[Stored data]
PR #206, opened 2017-09-05
Update link to design system

igloosi:
This PR:
changes block to variable with default url (base url + component name) that can be overridden in each component if necessary

### DIFF
--- a/src/components/breadcrumb/index.njk
+++ b/src/components/breadcrumb/index.njk
@@ -10,9 +10,8 @@
 {# componentNunjucks #}
 {# componentHtml #}
 
-{% block componentGuidanceLink %}
-  http://www.linktodesignsystem.com
-{% endblock %}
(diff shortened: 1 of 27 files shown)


src/components/breadcrumb/index.njk
```diff
@@ -10,9 +10,8 @@
 {# componentNunjucks #}
 {# componentHtml #}
 
-{% block componentGuidanceLink %}
-  http://www.linktodesignsystem.com
-{% endblock %}
+{# override link to design system here if it's diffrent to base url + componentName #}
```
gemmaleigh: Tiny thing, there's a typo - different, needs updating for all comments here. Apart from that, super!

igloosi:
Find&replace all :)

gemmaleigh:
💥

PR #212, opened 2017-09-06
Update component documentation

igloosi:
This PR:
amends the component nunjucks template to match sections outlined in the techwriter's template
updates content for button, breadcrumb and radio button components
generates updated readme

PR #214, opened 2017-09-06
Fix html include to readme

igloosi:
This PR:
fixes the wrong code example include in the html example section
updates all the readmes

This solution needs to be checked again if we still rely on html files being in the repo.


igloosi:
closing in favour of #212

PR #222, opened 2017-09-08
Add a component for entering dates

gemmaleigh:
Update the fieldset component, so that it can display legend text, optional hint text and an error message.

Create a date macro for the date component.

Regenerate the README for the date component.

Use the table component to create a table of arguments for the date component, displayed in the README.

### DIFF
--- a/src/components/date/README.md
+++ b/src/components/date/README.md
@@ -7,7 +7,7 @@ Date
 
 <h2 class="govuk-u-heading-24">Introduction</h2>
 <p class="govuk-u-core-24">
-  Date description.
+  A component for entering dates, for example - date of birth.
 </p>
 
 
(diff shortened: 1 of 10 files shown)


nickcolley:
Should the README have copy pasted versions of the markup?

Should this be generated from the templating?

Otherwise updating components will be very time consuming.

gemmaleigh:
Hi @nickcolley,

There's a Gulp task to generate the README files. The markup isn't copied and pasted into the READMEs.

Here's the Gulp task:
https://github.com/alphagov/govuk-frontend/blob/master/tasks/gulp/generate-readme.js

And the template we use for both the README.md file and the component "detail" page is here:
https://github.com/alphagov/govuk-frontend/blob/master/src/views/component.njk

nickcolley:
As a potential contributor having built files in `src` is really confusing, and I know from past experience people update generated files that are not clearly generated.

Maybe the READMEs can exist but link to the web docs or something else?

gemmaleigh:
We'd like to support those who want to browse the repo for component information via GitHub. 

These READMEs allow that, for example: https://github.com/alphagov/govuk-frontend/tree/master/src/components/button

Perhaps we need to make it clear that to edit a component's "detail" page or README, the "index.njk" file is the one to edit.

We're trialling this format for the docs, so we'll see how it goes in research.

PR #223, opened 2017-09-11
Compile component Nunjucks files to HTML

gemmaleigh:
Remove component HTML files in `/src/components` - these are no longer required, now that we have a `template.njk` files for each component.

Add a Gulp task to compile Nunjucks to HTML for each component. 

Amend the app, so that location of the HTML files for each component is now`/public/components/`

Use taskArguments so that the destination path for the compile-components task can be changed.


tasks/gulp/compile-components.js
```diff
@@ -0,0 +1,23 @@
...
+const paths = require('../../config/paths.json')
+const gulp = require('gulp')
+const nunjucks = require('gulp-nunjucks')
+const rename = require('gulp-rename')
+const taskArguments = require('./task-arguments')
+
+// Compile Nunjucks ----------------------
+// Compile Nunjucks to HTML
+// ---------------------------------------
+gulp.task('compile:components', cb =>
```
igloosi: is callback needed?

PR #225, opened 2017-09-12
NPM Build packages task

igloosi:
This PR
* creates a npm run build:packages task and then copies relevant files to packages/ folder
* removes old tasks


gemmaleigh:
When I run this locally, it removes the `package.json` file for each component - I think we need to keep these. 

I don't think we need to copy the index.njk file to `packages/componentname`, the content of this file (that is relevant to the package) should appear in the README. 

Otherwise, this appears to be working as it should!

igloosi:
strange, my package.json files remain unchanged and still present.
true, i will filter out index files.

Issue #226, opened 2017-09-12
Generated README files


igloosi:
To avoid duplicating code examples and documentation manually, as well as having full docs in the source directory for each component,  we generate the README markdown file and a dev preview page from the same set of nunjucks templates. 

This will allow us to test our assumptions with consumers.

It could be the case that we disable the generation task once we are confident in the docs content, but there is still the question creating and updating docs for component when a contribution happens.

36degrees:
@igloosi this has been done, right?

igloosi:
yeah done

PR #227, opened 2017-09-12
Compile READMEs to proper markdown

igloosi:
This PR
adds a gulp plugin to compile to markdown
amends generate:readme task to add a pipe step

### DIFF
--- a/tasks/gulp/generate-readme.js
+++ b/tasks/gulp/generate-readme.js
@@ -8,6 +8,7 @@ const data = require('gulp-data')
 const tap = require('gulp-tap')
 const path = require('path')
 const fs = require('fs')
+const toMarkdown = require('gulp-to-markdown')
 const vinylInfo = {}
 
 function getDataForFile (file) {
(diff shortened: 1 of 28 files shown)


tasks/gulp/generate-readme.js
```diff
@@ -34,6 +35,7 @@ gulp.task('generate:readme', () => {
     path: [paths.src + 'views', paths.components],
     manageEnv: manageEnvironment
   }))
+  .pipe(toMarkdown({ gfm: true }))
```
gemmaleigh: Can we add a comment here about where this came from and what it does.

gemmaleigh:
This is awesome and addresses @36degrees' concern about being able to read the markdown files in your editor. 

We'll still need to address #226, as we've got generated files in `/src/`, but while we're likely to be changing the content for many of these files - keeping the task to generate the documentation from a components source files will make it easier to keep component documentation up-to-date.

igloosi:
opened issue #226 for that

gemmaleigh:
:1st_place_medal:

36degrees:
👏

PR #231, opened 2017-09-13
NPM Build dist task

igloosi:
This PR
adds a task to move files to dist/ folder while:
* minifying css and js
* appending version to css and js
* updating VERSION.txt file

We're reusing tasks so they have if statements present to perform pipe actions based on flags passed to them

### DIFF
--- a/gulpfile.js
+++ b/gulpfile.js
@@ -16,6 +16,7 @@ require('./tasks/gulp/generate-readme.js')
 require('./tasks/gulp/watch.js')
 // new tasks
 require('./tasks/gulp/copy-to-destination.js')
+require('./tasks/gulp/asset-version.js')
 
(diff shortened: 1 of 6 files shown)


gemmaleigh:
The import paths at the top of each file have changed from `@import "../../globals/scss/import-once";` to `@import @govuk-frontend/globals/import-once";`.

Should these remain relative paths to globals in the component scss files?

One tiny thing, I think that `dist/js/govuk-frontend0.0.11-alpha.min.js` should be `dist/js/govuk-frontend-0.0.11-alpha.min.js`, with a hyphen before the version number. The same for the minified css files.

igloosi:
true, missing couple of if statements. fixed now along with name output

gemmaleigh:
💯

PR #232, opened 2017-09-13
Replace gulp-tap with vinyPaths

igloosi:
Using it in #231  so it made sense to consolidate plugin usage


gemmaleigh:
If we're using `configPaths` rather than `paths` here, it should probably be updated in the other gulp tasks too, for consistency.

igloosi:
fair point, done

What is being asked
Please give the number of lines with "adds" in the entries above, and write no other text.

Response
2